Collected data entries
________

Issue #284, opened 2022-03-18
Doc: improve performance of using Arcus libs in DevOps pipelines


fgheysels:
We've heard multiple comments from people that are using Arcus.Scripting in their DevOps pipelines that they're frustrated by the time it takes to install an Arcus package in their pipeline.
I personally have experienced this myself:  In one of my steps in the pipeline, I want to make use of functionality provided by Arcus, and I execute for instance this command:

```powershell
Install-Module -Name Arcus.Scripting.KeyVault -Force
```
This step takes over 5 minutes to execute, which is way too long, and people are being frustrated about that.
I think it takes 5 minutes, because the `-Force` parameter makes sure that all dependent modules are also being installed.

I suggest that we add some tips regarding this in our documentation.
Instead of using the `-Force` parameter, we could suggest to use the commands below.  It will drastically increase performance 👍🏻 

```powershell
Set-PSRepository -Name PSGallery -InstallationPolicy Trusted
Install-Module -Name Arcus.Scripting.KeyVault -AllowClobber
```

stijnmoreels:
Aha aha! Yeah, if this combination indeed helps faster installation. Why not? We don't mention the `-Force` switch, though, in our docs.
This is rather something typical PowerShell, and not per-se Arcus. I image the same would be true for all other PS modules out there. But, yeah, maybe people are only copy-pasting what they see 😅 . This is maybe even something for the academy, on how to work with PowerShell in DevOps.

stijnmoreels:
@spasal , great that you already worked on this! Mind that assignment of issues/work is also important, as someone else could be doing the same thing without anyone dedicated assigned on the issue. If the issue is of your own making and you want to propose something, by all means! But an other issue from someone else, can maybe lead to duplicate work, without knowing of each other. Just a quick ping, and we can assign you 😉 . We wouldn't want to disappoint anyone that their work and time was already done by someone else. Super super much thanks for your effort on Arcus! Very very much appreciated! ❤️

fgheysels:
I think we can close this issue ?

fgheysels:
I'd like to reopen this.
We have already updated our documentation for this, but only the specific documentation on how to install the AzureDevops module contains this information.
You can use other modules in DevOps pipelines as well, so I'd like to have this information more on a 'global' section in the [docs](https://scripting.arcus-azure.net/). 

Why not add a section between 'Welcome' and 'Features' that is called 'Guidelines' , where we put some best practices / advise ?

[...]

PR #285, opened 2022-03-18
docs: updated Azure DevOps feature docs regarding installing Arcus packages in pipelines

spasal:
Updated the Azure DevOps docs on how to install the Arcus packages inside your pipeline.
Previously, using -Force, this step could take up to 5 minutes.
Now, by registering the repository and using -AllowClobber step takes one minute.

Relates to #284

### DIFF
--- a/docs/preview/02-Features/powershell/azure-devops.md
+++ b/docs/preview/02-Features/powershell/azure-devops.md
@@ -88,7 +88,7 @@ This function is intended to be used from an Azure DevOps pipeline. Internally, 
 One of the environment variables that is used, is the `SYSTEM_ACCESSTOKEN` variable. However, due to safety reasons this variable is not available out-of-the box.
 To be able to use this variable, it must be explicitly added to the environment-variables.
 
-> ⚠ When you are using a Linux agent, you need to pass other environment variables that you want to use as well, because these are not available. To be able to use the `ArmOutputs` environment variable, it must be explicitly added to the environment-variables.
+> ⚠ When you are using a Linux agent (which is recommended), you need to pass other environment variables that you want to use as well, because these are not available. To be able to use the `ArmOutputs` environment variable, it must be explicitly added to the environment-variables.
 
 Example of how to use this function in an Azure DevOps pipeline:
 
@@ -143,7 +143,7 @@ PS> Set-AzDevOpsArmOutputsToPipelineVariables -ArmOutputsEnvironmentVariableName
 **Azure DevOps Example**
 This function is intended to be used from an Azure DevOps pipeline.
 
-> ⚠ When you are using a Linux agent, you need to pass other environment variables that you want to use as well, because these are not available. To be able to use the `ArmOutputs` environment variable, it must be explicitly added to the environment-variables.
+> ⚠ When you are using a Linux agent (which is recommended), you need to pass other environment variables that you want to use as well, because these are not available. To be able to use the `ArmOutputs` environment variable, it must be explicitly added to the environment-variables.
 
 Example of how to use this function in an Azure DevOps pipeline:
 
--- a/docs/preview/02-Features/powershell/azure-devops.md
+++ b/docs/preview/02-Features/powershell/azure-devops.md
@@ -88,7 +88,9 @@ This function is intended to be used from an Azure DevOps pipeline. Internally, 
 One of the environment variables that is used, is the `SYSTEM_ACCESSTOKEN` variable. However, due to safety reasons this variable is not available out-of-the box.
 To be able to use this variable, it must be explicitly added to the environment-variables.
 
-> ⚠ When you are using a Linux agent (which is recommended), you need to pass other environment variables that you want to use as well, because these are not available. To be able to use the `ArmOutputs` environment variable, it must be explicitly added to the environment-variables.
+> ⚠ When you are using a Linux agent, you need to pass other environment variables that you want to use as well, because these are not available. To be able to use the `ArmOutputs` environment variable, it must be explicitly added to the environment-variables.
+
+> We have seen a much better performance when using Linux agents, and would recommend using Linux agents when possible.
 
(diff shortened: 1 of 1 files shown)


fgheysels (approved):
Thanks for changing this so quickly in these code-samples!

However, I think we should immediately close the related issue.   In my humble opinion, we should have some docs which explicitly state that you can install the package this way

spasal:
> Thanks for changing this so quickly in these code-samples!
> 
> However, I think we should immediately close the related issue. In my humble opinion, we should have some docs which explicitly state that you can install the package this way

I have added a recommendation to use a Linux agent instead of a Windows agent in the text. Installing the package takes multiple minutes with Windows, but less than one minute for Linux.

docs/preview/02-Features/powershell/azure-devops.md
```diff
@@ -88,7 +88,7 @@ This function is intended to be used from an Azure DevOps pipeline. Internally,
 One of the environment variables that is used, is the `SYSTEM_ACCESSTOKEN` variable. However, due to safety reasons this variable is not available out-of-the box.
 To be able to use this variable, it must be explicitly added to the environment-variables.
 
-> ⚠ When you are using a Linux agent, you need to pass other environment variables that you want to use as well, because these are not available. To be able to use the `ArmOutputs` environment variable, it must be explicitly added to the environment-variables.
+> ⚠ When you are using a Linux agent (which is recommended), you need to pass other environment variables that you want to use as well, because these are not available. To be able to use the `ArmOutputs` environment variable, it must be explicitly added to the environment-variables.
```
fgheysels, line 91: Using a Linux agent is not always possible.   For instance when you want to execute a DacPac task, or if you want to build a Windows container.
I'd change this to something like this:

```suggestion
> ⚠ When you are using a Linux agent, you need to pass other environment variables that you want to use as well, because these are not available. To be able to use the `ArmOutputs` environment variable, it must be explicitly added to the environment-variables.

> We have seen a much better performance when using Linux agents, and would recommend using Linux agents when possible.
```

docs/preview/02-Features/powershell/azure-devops.md
```diff
@@ -142,7 +143,7 @@ PS> Set-AzDevOpsArmOutputsToPipelineVariables -ArmOutputsEnvironmentVariableName
 **Azure DevOps Example**
 This function is intended to be used from an Azure DevOps pipeline.
 
-> ⚠ When you are using a Linux agent, you need to pass other environment variables that you want to use as well, because these are not available. To be able to use the `ArmOutputs` environment variable, it must be explicitly added to the environment-variables.
+> ⚠ When you are using a Linux agent (which is recommended), you need to pass other environment variables that you want to use as well, because these are not available. To be able to use the `ArmOutputs` environment variable, it must be explicitly added to the environment-variables.
```
spasal, line 146:
```suggestion
> ⚠ When you are using a Linux agent, you need to pass other environment variables that you want to use as well, because these are not available. To be able to use the `ArmOutputs` environment variable, it must be explicitly added to the environment-variables.

> We have seen a much better performance when using Linux agents, and would recommend using Linux agents when possible.
```

stijnmoreels:
I think @fgheysels meant, "we should _not_ immediately close the issue" 😅 But Alex already took care of this by using 'Related to' instead. So, all is good. 👍

docs/preview/02-Features/powershell/azure-devops.md
```diff
@@ -90,6 +90,8 @@ To be able to use this variable, it must be explicitly added to the environment-
 
 > ⚠ When you are using a Linux agent, you need to pass other environment variables that you want to use as well, because these are not available. To be able to use the `ArmOutputs` environment variable, it must be explicitly added to the environment-variables.
 
+> We have seen a much better performance when using Linux agents, and would recommend using Linux agents when possible.
```
stijnmoreels, line 93:
```suggestion
> 💡 We have seen a much better performance when using Linux agents, and would recommend using Linux agents when possible.
```

docs/preview/02-Features/powershell/azure-devops.md
```diff
@@ -144,6 +147,8 @@ This function is intended to be used from an Azure DevOps pipeline.
...
```
stijnmoreels, line 150:
```suggestion
> 💡 We have seen a much better performance when using Linux agents, and would recommend using Linux agents when possible.
```

stijnmoreels (approved):
Great stuff! 👍 Thx for picking this up so quickly! Shows great commitment to Arcus. Amazing to receive these updates from you. 😉

fgheysels:
> I think @fgheysels meant, "we should _not_ immediately close the issue" 😅 But Alex already took care of this by using 'Related to' instead. So, all is good. 👍

I actually meant that we might need to add this somewhere in a more 'general' section of the docs as well ?

pim-simons (approved):

pim-simons (changes requested):
@spasal looks very good! As @fgheysels mentioned https://github.com/arcus-azure/arcus.scripting/pull/285#issuecomment-1075299360 it would be good to add the same code-sample to lines 21 to 23. 
Could you change it on lines lines 21 to 23 there as well to: 
```
Set-PSRepository -Name PSGallery -InstallationPolicy Trusted
Install-Module -Name Arcus.Scripting.DevOps -Repository PSGallery -AllowClobber
```

spasal:
> @spasal looks very good! As @fgheysels mentioned [#285 (comment)](https://github.com/arcus-azure/arcus.scripting/pull/285#issuecomment-1075299360) it would be good to add the same code-sample to lines 21 to 23. Could you change it on lines lines 21 to 23 there as well to:
> 
> ```
> Set-PSRepository -Name PSGallery -InstallationPolicy Trusted
> Install-Module -Name Arcus.Scripting.DevOps -Repository PSGallery -AllowClobber
> ```

Ahah, missed that one. Updated it, thanks for the suggestion!

PR #298, opened 2022-04-22
docs: use 'app service' io 'integration account' fix

stijnmoreels:
Should be 'App Service' probably, instead of 'Integration Account. Should be fixed now.


pim-simons (approved):
Good catch 👍🏻 probably a copy-paste error 🙈

PR #305, opened 2022-05-06
chore: add readme to ps pkg (🚧)

stijnmoreels:
Adds the README file to the build packages.

Relates to https://github.com/arcus-azure/arcus/issues/209


stijnmoreels:
Added the README.md file to the package. As seen on MyGet, this file is now part of the package, but is not shown in MyGet. If I look at the other packages on the PowerShell Gallery, there also doesn't seem to be any README, so I'll just close this one.

PR #310, opened 2022-05-17
chore: improve local pester test runs

### LINKED ISSUE #309: PowerShell scripts to easily run the Pester tests
**Is your feature related to a problem? Please subscribe**
When running the Pester tests locally, we come across some problems due to the fact that the module version is not valid (we use a token that we replace in the YAML build) and that the application settings are not filled out (we use the general ones and should use local application settings if we run the tests locally).

**What solution do you propose?**
We should make sure that we:
* Make sure that we provide a valid module version that we still can replace during the YAML build
* Make sure that we take any local application settings into account when running the Pester tests locally

### Discussed in https://github.com/arcus-azure/arcus.scripting/discussions/307

<div type='discussions-op-text'>

<sup>Originally posted by **stijnmoreels** May 13, 2022</sup>
Currently, when you want to run the Pester unit/integration tests. You need to do some manually tasks first locally, like:
* Setting a valid root module version of related modules
* Setting the appsettings to the local variant in case of integration tests

Wouldn't it be nice if we could have some PS scripts in our repo that does this for us locally? So, if we want for example run unit tests, we could just:

```powershell
PS> .\Run-UnitTests.ps1
PS> .\Run-UnitTests.ps1 -Module Arcus.Scripting.LogicApps
PS> .\Run-IntegrationTests.ps1 -Module Arcus.Scripting.ARM
``` 

Just thinking out-loud. We could place our scripts in the repo so everyone has access to them and can run them. The scripts would need to set a valid version to the modules and replace the `appsettings.json` to `appsettings.local.json` before the `Invoke-Pester` command could be run. Also, these changes should be reverted once the test run is done.</div>

stijnmoreels:
Improve the Pester test runs by using a valid module version instead of tokens and taking into account any local appsettings.

Closes #309


build/templates/replace-tokens.yml
```diff
@@ -0,0 +1,29 @@
+steps:
+  - powershell: |
+      Get-ChildItem -Path ./src -Filter *.psd1 -Recurse |
+        % { Write-Host "Replace '0.0.0' to 'Package.Version' in $($_.FullName)"
+            $contents = Get-Content $_.FullName 
+            $contents = $contents -replace "ModuleVersion = '0.0.0'", "ModuleVersion = '#{Package.Version}#'"
```
pim-simons, line 6: Should we only replace when it is `0.0.0`? Or just replace whatever the version is?

pim-simons (approved):
Awesome work, this will make our developing life quite a bit easier 👍🏻

build/templates/replace-tokens.yml
stijnmoreels: Ah, you make a good point. Was first hesitate to do a regular expression check (like `\d\.\d\.\d`) bc it would also replace the versions in the `RequiredModules` section, but since we take in the `ModuleVersion` we could indeed do that. Nice catch! 👍

pim-simons (approved):

PR #312, opened 2022-06-20
test: simplify arm integration tests

### LINKED ISSUE #279: Investigate in loading ARM test files instead of keeping original files in source control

________

What is required
Output only the lines from the top of the entries through the one holding "We've heard multiple", copied exactly.

Answer to the problem
Issue #284, opened 2022-03-18
Doc: improve performance of using Arcus libs in DevOps pipelines


fgheysels:
We've heard multiple comments from people that are using Arcus.Scripting in their DevOps pipelines that they're frustrated by the time it takes to install an Arcus package in their pipeline.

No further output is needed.